Issues on Classification
Freedom of taxonomic opinion is a guiding principle of the SeqCode. However,
recommendations can be made in the Correspondence with Curators when any of
the following are observed in the MiGA check page of the genome (linked in the
Genomics section).
These checks are only meant to identify potentially erroneous data being
submitted (e.g., a mistaken genome accession or a missing taxonomic
evaluation), and do not constitute an endorsement of techniques such as ANI or
AAI. Therefore, any issues should be brought up to the authors as a courtesy,
but ultimately the taxonomic classification defers to that registered by the
submitters:
- For novel species: The ANI against any genome from the TypeMat database in
MiGA is greater than 95% (“Taxonomy” section in MiGA) and no justification
has been explicitly given in the description of the species.

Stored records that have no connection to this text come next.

PR #1291, opened 2024-06-13
Clean-up Vars

pyrodie18:
##### SUMMARY
Verified all vars across all roles.  Changed all configuration bool vars from 1/0 to true/false.  Fixed the problem reported in #1237 .


BGmot (approved):
Great job!

Issue #1297, opened 2024-06-18
[Zabbix Agent] TLSPSKFile config is always set breaking configuration


Kajot-dev:
##### SUMMARY

Zabbix agent role has a default value for `zabbix_agent_tlspskfile` set. Then when templating `.conf` file 
https://github.com/ansible-collections/community.zabbix/blob/45ed88b2abbaffb8869bcb102ac2ce5ed6694769/roles/zabbix_agent/templates/agent.conf.j2#L138

There is only check whether this variable is not defined or null. This leads to invalid configuration when using `zabbix_agent_tlsconnect` or `zabbix_agent_tlsaccept` is set to for example `cert`:
```
cannot use encryption configuration: TLSPSKFile configuration parameter set without PSK being used
```

##### ISSUE TYPE
- Bug Report

##### COMPONENT NAME

Zabbix agent role

##### ANSIBLE VERSION

```paste below
2.17.0
```

##### OS / ENVIRONMENT / Zabbix Version

Zabbix 7.0

##### STEPS TO REPRODUCE

Try to configure zabbix agent with the role using "cert" mode. Role completes successfully but zabbix-agent2 service fails instantly

##### EXPECTED RESULTS

TLSPSKFile is not set when `zabbix_agent_tlsconnect` and/or `zabbix_agent_tlsconnect` is set to something different than `psk`.

##### ACTUAL RESULTS

```paste below
cannot use encryption configuration: TLSPSKFile configuration parameter set without PSK being used
```

Kajot-dev:
And using newest release `3.0.0`

Kajot-dev:
This is even worse. Situation where `zabbix_agent_tlspskfile` is undefined or `None` is not even possible because of:
https://github.com/ansible-collections/community.zabbix/blob/45ed88b2abbaffb8869bcb102ac2ce5ed6694769/roles/zabbix_agent/tasks/psk_secret.yml#L21
Which will fail

silveraignacio:
+1 to this!

PR #1298, opened 2024-06-19
DRAFT:  Fixed PSK Logic

pyrodie18:
##### SUMMARY
This change adds logic that that the PSK identify and secret files are touched unless encryption is set to PSK and solves #1297.

##### ISSUE TYPE
- Bugfix Pull Request

### DIFF
--- a/changelogs/fragments/1297.yml
+++ b/changelogs/fragments/1297.yml
@@ -1,0 +1,2 @@
+bugfixes:
+  - Agent Role - Fixed logic problem that would break if anything other than PSK was used.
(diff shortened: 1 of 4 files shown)


K3ndu:
"msg": "The conditional check 'zabbix_agent_tlsaccept == 'psk' or zabbix_agent_tlsconnect == 'psk'' failed. The error was: error while evaluating conditional (zabbix_agent_tlsaccept == 'psk' or zabbix_agent_tlsconnect == 'psk'): 'zabbix_agent_tlsaccept' is undefined

Should be (zabbix_agent_tlsaccept is defined and zabbix_agent_tlsaccept == 'psk') or (zabbix_agent_tlsconnect is defined and zabbix_agent_tlsconnect == 'psk')

Kajot-dev:
This solves the problem partially because `zabbix_agent_tlspskfile` has default value and thus config will be always in the configuration (event if it's not supposed to). The same check can be added to configuration template (or default value can be changed).

With the current state of this PR this will be possible to mitigate by explicitly setting `zabbix_agent_tlspskfile` to `None`/`null`

pyrodie18:
OK I think this will fix it.

PR #1312, opened 2024-06-30
Fixed problem with include file

### LINKED ISSUE #1307: zabbix_server_include should not include `*.conf`
##### SUMMARY
Since https://github.com/ansible-collections/community.zabbix/pull/1291 the variable `zabbix_server_include` is now `/etc/zabbix/zabbix_server.conf.d/*.conf` ([main.yml#L59](https://github.com/ansible-collections/community.zabbix/blob/main/roles/zabbix_server/defaults/main.yml#L59)). When the task [Create include dir zabbix-server](https://github.com/ansible-collections/community.zabbix/blob/main/roles/zabbix_server/tasks/main.yml#L75) runs, it creates an unwanted sub-folder `*.conf` under `/etc/zabbix/zabbix_server.conf.d/`!

Maybe it should be splitted in two variables?
```yaml
zabbix_server_include_path: '/etc/zabbix/zabbix_server.conf.d'
zabbix_server_include_pattern: '*.conf'
```

##### ISSUE TYPE
- Bug Report

##### COMPONENT NAME
zabbix_server

pyrodie18:
##### SUMMARY
This fixes a problem introduced in 3.0.0 that causes the include directory to be improperly named.  This resolves #1307 

##### ISSUE TYPE

- Bugfix Pull Request

##### COMPONENT NAME
Server and agent roles

### DIFF
--- a/changelogs/fragments/1307.yml
+++ b/changelogs/fragments/1307.yml
@@ -1,0 +1,2 @@
+bugfixes:
+  - zabbix_agent and zabbix_server roles - Fixed problem with include file
--- a/changelogs/fragments/1307.yml
+++ b/changelogs/fragments/1307.yml
@@ -1,2 +1,2 @@
 bugfixes:
-  - zabbix_agent and zabbix_server roles - Fixed problem with include file
+  - zabbix_agent, zabbix_proxy, and zabbix_server roles - Fixed problem with include file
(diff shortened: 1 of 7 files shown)


changelogs/fragments/1307.yml
```diff
@@ -0,0 +1,2 @@
+bugfixes:
+  - zabbix_agent and zabbix_server roles - Fixed problem with include file
```
BGmot, line 2:
```suggestion
  - zabbix_agent, zabbix_server and zabbix_server roles - Fixed problem with include file
```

- For novel species: The ANI against any genome from the SeqCode Check project
(“Distances” section in MiGA) is greater than 95% and the associated name is
in a protected status (i.e., proposed less than a year prior, or already
validly published). To view the SeqCode genome page of a MiGA match, visit
seqco.de/g:XXXX, where XXXX should be replaced by the genome ID. In
particular, note that high ANI between genomes of different species from the
same submission are often detected, because authors might check novelty
against databases (e.g., GTDB or MiGA) but not among their own collection.
- For novel genera or above: The AAI against any genome from TypeMat
(“Taxonomy” section in MiGA) or the SeqCode Check project (“Distances”
section in MiGA) is greater than 70% and no justification has been explicitly
given in the description of the genus.
Additionally, the following classification issues should
block the process and be addressed before endorsement or validation:
- The classification lineage does not extend up to domain. Note that this
extension can be achieved either by means of a complete lineage or through
the use of incertae sedis.
Other Issues
Any of the issues below should be followed up via
Correspondence with Curators to maintain a traceable record:
- If a species name is proposed within a genus that is not validly published,
the genus name should be proposed first (or together) with the species name
in the same register list. However, note that this is not a SeqCode rule (or
even recommendation), so it’s only a preferred practice. Similarly for the
proposal of subspecies names in a species without a validly published name.
- Whenever possible, capture previously used names other than Latin or
Latinized names (e.g., alphanumeric strings or so-called placeholder names)
in the name’s notes.
- The description must not consist of a single reference to the effective
publication, but should instead include the actual description of the taxon.
We do not enforce a specific format or minimum information, but it is
preferred that the description includes at least the properties of the taxon
(observed or inferred) and the proposed circumscription (e.g., RED, AAI,
ANI, phylogenetic reconstruction, or any other methods).
- If a description is emended, the description should indicate the original
publication first (in bold), and all emendations in separate paragraphs with
the emending publication(s) clearly indicated (also in bold). All referenced
citations should be linked to the name page.
- If a name is proposed in a publication on the basis of 16S rRNA, any other
marker gene, a low-quality genome, or any other basis, the manuscript should
be linked as a citing publication, but that is not sufficient basis to be
considered the effective publication. If the type material (a genome
sequence) is determined in a subsequent (different) publication, the latter
should be considered the effective publication.
- If the spelling of a name is corrected in a subsequent a publication, the
publication should be identified as a corrigendum (not as effective
publication). Similarly, if the description of a taxon is modified by a
publication, the publication should be identified as emedavit (not as
effective publication). The exception to this rule is in cases in which the
emendation consists of establishing a new type and the name was not
previously considered as validly published (see issue 3 above).